Maldita sea, maldita sea, maldita sea. ¿Por qué has tenido que rendirte tan pronto? ¡Estúpida! Si ibas mal antes, ahora que te has rendido y has mirado su perfil, ya no sabes con qué adjetivo describir tu estado de ánimo.
Te estás dejando matar por la bestia, por el rostro de tus pesadillas, por el ángel caído de tus recuerdos. Y te maldices por ello. Se supone que eres fuerte, que has pasado cosas mucho peores, que has sabido salir de pozos sin fondo; ¿cómo es que ahora no eres capaz de echar a aquel que odias? A lo mejor es porque ves que se arrepiente, pero no puede ser; si hay algo que sabes seguro es que le odias; le odias, le odias, le odias, y quieres que se dé cuenta de una vez que nunca vas a perdonarle; no esta vez.

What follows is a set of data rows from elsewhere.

PR #12742, opened 2023-06-28
Update platform-specific-csharp.md to use the new template structure

ramezgerges:
## PR Type

### <samp>🤖 Generated by Copilot at 18b313f</samp>

This pull request fixes a documentation error in the platform-specific C# article. It corrects the file path for the `NativeWrapperControl.cs` file that demonstrates how to use native views in a cross-platform app.

## Other information
The instructions should refer to the class library, not the (outdated) shared project.

### DIFF
--- a/doc/articles/platform-specific-csharp.md
+++ b/doc/articles/platform-specific-csharp.md
@@ -12,12 +12,11 @@ This guide covers multiple approaches to managing per-platform code in C#. See [
 
 There are two ways to restrict code or XAML markup to be used only on a specific platform:
 
-* Use [conditionals](https://docs.microsoft.com/en-us/dotnet/csharp/language-reference/preprocessor-directives/preprocessor-if) within a shared file
+* Use [conditionals](https://docs.microsoft.com/en-us/dotnet/csharp/language-reference/preprocessor-directives/preprocessor-if) in a source file
 * Place the code in a separate file which is only included in the desired platform.
  
 The structure of an Uno app created with the default Visual Studio template is [explained in more detail here](uno-app-solution-structure.md).
- 
- 
+
  ## `#if` conditionals
  
  The most basic means of authoring platform-specific code is to use `#if` conditionals:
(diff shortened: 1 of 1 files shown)


Youssef1313 (changes requested):
I don't think the documented approach will work with the new project structure.

Previously, when we used shared projects, the code file in `PROJECTNAME.Shared` and the one in PROJECTNAME.SpecificPlatform` were to be compiled together in the same compilation, producing a single asssembly.

With the new project structure, the `PROJECTNAME.csproj` is a separate assembly, so this will be treated as a completely different class.

@jeromelaban to confirm, and to advise on how to move forward. My suggestion would be to delete the "Partial class definitions" approach in this doc page.

doc/articles/platform-specific-csharp.md
```diff
@@ -68,7 +68,7 @@ Heavy usage of `#if` conditionals makes code hard to read and comprehend. A bett
 
 ### A simple example
 
-Shared code in `PROJECTNAME.Shared/NativeWrapperControl.cs`:
+Shared code in `PROJECTNAME/NativeWrapperControl.cs`:
```
jeromelaban, line 71: > Previously, when we used shared projects, the code file in `PROJECTNAME.Shared` and the one in PROJECTNAME.SpecificPlatform` were to be compiled together in the same compilation, producing a single asssembly.

Shared projects created one binary per head, and we now have one binary per target framework for the new library project.

> @jeromelaban to confirm, and to advise on how to move forward. My suggestion would be to delete the "Partial class definitions" approach in this doc page.

Partial definitions are still valid, even if's not yet possible to make a distinction between wasm and skia. It will be possible in the future, likely in the next net8 preview with the introduction of `net8-browser`. 

We actually need to modify the next block to be:

---

Platform-specific code in `PROJECTNAME/NativeWrapperControl.Android.cs`:
```csharp
#if __ANDROID__
public partial class NativeWrapperControl : Control {
...
		private View CreateNativeView() {
			... //Android-specific code
```

Youssef1313 (approved):
Approving, assuming `PROJECTNAME.Droid` is updated to `PROJECTNAME`

doc/articles/platform-specific-csharp.md
ramezgerges: The article considers conditionals in a shared file and placing the code in the desired platform head as 2 separate approaches. As far as I currently understand it, partial definitions only work in the class library and should also be guarded by if conditionals, so these are similar to the first approach. Since the class library is compiled once per target framework (separate from each head), placing "the code in a file which is only included in the desired platform head" doesn't work anymore.

I've made more additions to fix/clarify the distinction.

doc/articles/platform-specific-csharp.md
```diff
@@ -13,7 +13,7 @@ This guide covers multiple approaches to managing per-platform code in C#. See [
 There are two ways to restrict code or XAML markup to be used only on a specific platform:
 
 * Use [conditionals](https://docs.microsoft.com/en-us/dotnet/csharp/language-reference/preprocessor-directives/preprocessor-if) within a shared file
-* Place the code in a file which is only included in the desired platform head.
+* Place the code in a separate file which is only included in the desired platform.
```
Youssef1313, line 16: The two approaches are almost the same. Both uses `#if` for files in the class library project.

But LGTM given the correctness of the change.

Youssef1313 (approved):

jeromelaban (approved):

PR #12760, opened 2023-06-30
Add Source location information to non-FrameworkElements

mrlacey:
GitHub Issue (If applicable): 

## PR Type

Other: Extending existing debug capabilities

DebugParseContext is not available for XAML elements that don't inherit from FrameworkElement. But there are scenarios where this information would be useful for other types.

## What is the new behavior?

Adding equivalent information for other types.

### <samp>🤖 Generated by Copilot at 10693b7</samp>

Improve XAML debugging for hot reload and source generators. Set `OriginalSourceLocation` for some non-`FrameworkElement` XAML elements in `XamlFileGenerator.cs`.

## PR Checklist

## Other information

As a draft for early visibility.
Need to consider the formatting of filename, line number, and character offset/position....

### DIFF
--- a/src/SourceGenerators/Uno.UI.SourceGenerators/XamlGenerator/XamlFileGenerator.cs
+++ b/src/SourceGenerators/Uno.UI.SourceGenerators/XamlGenerator/XamlFileGenerator.cs
@@ -2675,17 +2675,17 @@ namespace Uno.UI.SourceGenerators.XamlGenerator
 
 			foreach (var resource in (resourcesRoot?.Objects).Safe())
 			{
-				if (_isDebug)
-				{
-					// Track source location of resources by key as they may be lazily initialized
-					writer.AppendLineIndented($"global::Uno.UI.Helpers.MarkupHelper.SetElementProperty(\"RESOURCE::{resource.Members.FirstOrDefault(m => m.Member.Name == "Key").Value}\", \"OriginalSourceLocation\", \"file:///{_fileDefinition.FilePath.Replace("\\", "/")}#L{resource.LineNumber}:{resource.LinePosition}\");");
-				}
-
 				TryAnnotateWithGeneratorSource(writer, suffix: "PerKey");
 				var key = GetDictionaryResourceKey(resource, out var name);
 
 				if (key != null)
 				{
+					if (_isDebug)
+					{
+						// Track source location of resources by key as they may be lazily initialized
+						writer.AppendLineIndented($"global::Uno.UI.Helpers.MarkupHelper.SetElementProperty(\"RESOURCE::{key}\", \"OriginalSourceLocation\", \"file:///{_fileDefinition.FilePath.Replace("\\", "/")}#L{resource.LineNumber}:{resource.LinePosition}\");");
+					}
+
 					var wrappedKey = key;
 					if (!key.StartsWith("typeof(", StringComparison.InvariantCulture))
 					{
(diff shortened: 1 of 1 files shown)


src/SourceGenerators/Uno.UI.SourceGenerators/XamlGenerator/XamlFileGenerator.cs
```diff
@@ -3541,6 +3546,13 @@ void BuildCustomMarkupExtensionPropertyValue(IIndentedStringBuilder writer, Xaml
 			}
 		}
 
+		private bool IsNotFrameworkElementButNeedsSourceLocation(XamlObjectDefinition objectDefinition)
+		{
+			return objectDefinition.Type.Name == "VisualState"
+				|| objectDefinition.Type.Name == "AdaptiveTrigger"
+				|| objectDefinition.Type.Name == "StateTrigger";
+		}
```
Youssef1313, line 3554: nit: Make static and reduce repeating `objectDefinition.Type.Name`

```suggestion
		private static bool IsNotFrameworkElementButNeedsSourceLocation(XamlObjectDefinition objectDefinition)
			=> objectDefinition.Type.Name is "VisualState" or "AdaptiveTrigger" or "StateTrigger";
```

src/SourceGenerators/Uno.UI.SourceGenerators/XamlGenerator/XamlFileGenerator.cs
```diff
@@ -3541,6 +3555,9 @@ void BuildCustomMarkupExtensionPropertyValue(IIndentedStringBuilder writer, Xaml
 			}
 		}
 
+		private static bool IsNotFrameworkElementButNeedsSourceLocation(XamlObjectDefinition objectDefinition)
+			=> objectDefinition.Type.Name is "VisualState" or "AdaptiveTrigger" or "StateTrigger";
```
jeromelaban, line 3559: We probably should be using lazy loaded symbols instead, like those, for performance reasons but also for exact type matching: 

https://github.com/unoplatform/uno/blob/1ddae936617e55845e1115482c057df92634a573/src/SourceGenerators/Uno.UI.SourceGenerators/XamlGenerator/XamlCodeGeneration.cs#L260

jeromelaban (approved):

src/SourceGenerators/Uno.UI.SourceGenerators/XamlGenerator/XamlFileGenerator.cs
mrlacey: > We probably should be using lazy loaded symbols instead, like those, for performance reasons but also for exact type matching:

Is this a general comment or a specific request for a change?
Is the performance issue about comparing with strings? There are equivalent checks elsewhere in the file, should they be changed too?
Are there examples of other places which already do a better/preferred way of handling this?
How to measure the perf impact of this, and any change?

carldebilly (approved):

src/SourceGenerators/Uno.UI.SourceGenerators/XamlGenerator/XamlFileGenerator.cs
jeromelaban: Actually, I thought `.Type` was a roslyn symbol, but it's not in this case, since it's a string coming from the XAML parser. Let's keep it this way for now, apologies for the confusion.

El estómago se te ha cerrado y las ganas de vomitar vuelven a tu organismo. Tonta, tonta, tonta. Miras dentro de tu corazón, y te das cuenta de que no puedes hablar de cicatrices, porque la herida aún no se ha curado. Y ahora se ha abierto, y sangra, absorbiéndote energía segundo a segundo. Te estás volviendo loca, no sabes cómo hacerlo parar.
Según te acuestas para intentar desaparecer, te maldices una vez más por tu debilidad.